REQUIRED WORK: Check the listing below line by line and report how many lines hold "Result", with no other words.

RECORDS:
========
PR #195, opened 2024-06-06
Added support for 1.5 stop bits when reading current port settings

robdobsn:
On Windows 11 an Espressif ESP32-S3 module connected via USB defaults to 1.5 stop bits when in JTAG/CDC mode
Currently serialport-rs fails to open a port when it is in this state as the stop bits setting of 1.5 is not supported
This change does not allow 1.5 stop bits to be set but avoids failure to open when the port is already set to 1.5 stop bits

### DIFF
--- a/src/lib.rs
+++ b/src/lib.rs
@@ -225,6 +225,9 @@ pub enum StopBits {
     /// One stop bit.
     One,
 
+    /// One and a half stop bits.
+    OnePointFive,
+
     /// Two stop bits.
     Two,
 }
@@ -233,6 +236,7 @@ impl fmt::Display for StopBits {
     fn fmt(&self, f: &mut fmt::Formatter<'_>) -> fmt::Result {
         match *self {
             StopBits::One => write!(f, "One"),
+            StopBits::OnePointFive => write!(f, "OnePointFive"),
             StopBits::Two => write!(f, "Two"),
         }
     }
@@ -242,6 +246,7 @@ impl From<StopBits> for u8 {
     fn from(value: StopBits) -> Self {
         match value {
             StopBits::One => 1,
+            StopBits::OnePointFive => 1,
             StopBits::Two => 2,
         }
     }
--- a/examples/hardware_check.rs
+++ b/examples/hardware_check.rs
@@ -227,6 +227,7 @@ fn test_single_port(port: &mut dyn serialport::SerialPort, loopback: bool) {
     // Test setting stop bits
     println!("Testing stop bits...");
     stop_bits_check!(port, StopBits::Two);
+    stop_bits_check!(port, StopBits::OnePointFive);
     stop_bits_check!(port, StopBits::One);
 
     // Test bytes to read and write
--- a/src/windows/com.rs
+++ b/src/windows/com.rs
@@ -326,6 +326,7 @@ impl SerialPort for COMPort {
         let dcb = dcb::get_dcb(self.handle)?;
         match dcb.StopBits {
             TWOSTOPBITS => Ok(StopBits::Two),
+            ONE5STOPBITS => Ok(StopBits::OnePointFive),
             ONESTOPBIT => Ok(StopBits::One),
             _ => Err(Error::new(
                 ErrorKind::Unknown,
--- a/src/windows/dcb.rs
+++ b/src/windows/dcb.rs
@@ -89,6 +89,7 @@ pub(crate) fn set_parity(dcb: &mut DCB, parity: Parity) {
 pub(crate) fn set_stop_bits(dcb: &mut DCB, stop_bits: StopBits) {
     dcb.StopBits = match stop_bits {
         StopBits::One => ONESTOPBIT,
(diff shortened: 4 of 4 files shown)


src/posix/termios.rs
```diff
@@ -198,6 +198,7 @@ pub(crate) fn set_data_bits(termios: &mut Termios, data_bits: DataBits) {
 pub(crate) fn set_stop_bits(termios: &mut Termios, stop_bits: StopBits) {
     match stop_bits {
         StopBits::One => termios.c_cflag &= !libc::CSTOPB,
+        StopBits::OnePointFive => termios.c_cflag &= !libc::CSTOPB,
```
Skgland, line 201: I don't think it is ideal to implicitly treat 1.5 as 1 here.
This might work for reading as we get a longer stop bit than we require, but for writing we would send a too short stop bit.

Based on [this stack overflow answer] in some circumstances treating 1.5 as 2 might even be expected. 

I don't think adding such a special case here is reasonably possible, so my suggestion would be to make this failable (i.e. return a `Result`) and return an `Err` for 1.5 on posix.

robdobsn: At the moment, if you specify that you want to open a serial port with 2 stop bits (or 1 stop bit for that matter) and the port is currently set to have 1.5 stop bits then the open fails. That makes the library unusable on devices that default to 1.5 stop bits. All I am trying to do is to stop this scenario from failing. I am not trying to add support for 1.5 stop bits and I don't think that would be possible (or desirable) without significant changes that probably go beyond this library.

Skgland: I'm not arguing against adding 1.5 stop bits. I just wanted to argue that treating 1.5 as 2 rather than 1 appears to be more consistent with other sources.
As such I would propose to either change the code to treat 1.5 as 2.0 or reject 1.5 (i.e. panic) for `set_stop_bits`/`<u8>::From<StopBits>::from` on unix. Either way I am not a maintainer of this project and the final decision lies in their not my purview.

robdobsn: I really don't care what happens when you try to set 1.5 stop bits. It could reject or treat as 1 or 2. That doesn't matter to me. What does matter is what happens when the port is already set to 1.5 stop bits. In this case currently you cannot do anything with the port. When you try to open the port (with 1 or 2 stop bits) it fails. That is what I am trying to get fixed.

src/lib.rs
```diff
@@ -242,6 +246,7 @@ impl From<StopBits> for u8 {
     fn from(value: StopBits) -> Self {
         match value {
             StopBits::One => 1,
+            StopBits::OnePointFive => 1,
```
Skgland, line 249:
```suggestion
            StopBits::OnePointFive |
```

src/posix/termios.rs
Skgland, line 201:
```suggestion
        StopBits::OnePointFive |
```

Skgland (commented):
This is effectively the change to this PR I am proposing.

sirhcel:
> Currently serialport-rs fails to open a port when it is in this state as the stop bits setting of 1.5 is not supported This change does not allow 1.5 stop bits to be set but avoids failure to open when the port is already set to 1.5 stop bits

Looking further into this issue, I can't find the path where opening a serial port (and starting to read some data) triggers interpreting the ports current stop bits configuration. Running [`examples/receive_data.rs`](https://github.com/sirhcel/serialport-rs/blob/5c0ede0b61496fa1987a96ae8b746213bb60570d/examples/receive_data.rs) with the interpretation of [any stop bit setting disabled](https://github.com/sirhcel/serialport-rs/commit/5c0ede0b61496fa1987a96ae8b746213bb60570d) gets to the point of waiting for incoming data:

```
>cargo run --example receive_data com8 115200
[...]
Receiving data on com8 at 115200 baud:
```

It looks like opening the port [always changes the ports stop bit setting](https://github.com/sirhcel/serialport-rs/blob/5c0ede0b61496fa1987a96ae8b746213bb60570d/src/windows/com.rs#L84) and this likely breaks communication with the  ESP32-S3. But I don't see where not supporting 1.5 stop bits makes opening the port fail (like in "with an error").

How are you attempting to open the port @robdobsn and which error are you getting in this case? Could you provide an example for reproducing this issue at best?


> As changing StopBits is a breaking change for the API, what about splitting this PR and tackling the issue in two steps:
> 
> 1. Reporting 1.5 stop bits as 2 when set to resolve the actual issue with the ESP32-S3

I'm asking because just [adding support for interpreting the 1.5 stop bit case](https://github.com/serialport/serialport-rs/blob/a9f8de8fe1f240d6520dbde0516092be926152b0/src/windows/dcb.rs#L92) would not make an issue with opening the port go away.

RossSmyth:
I did see this while reviewing other projects that does the opposite of moving to one stop bit
https://github.com/microsoft/AirSim/blob/6688d27d3712c2a9c824ababec7a2703475b6628/MavLinkCom/src/serial_com/SerialPort.cpp#L143-L145

But I think two makes more sense.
========
ANSWER AREA: 2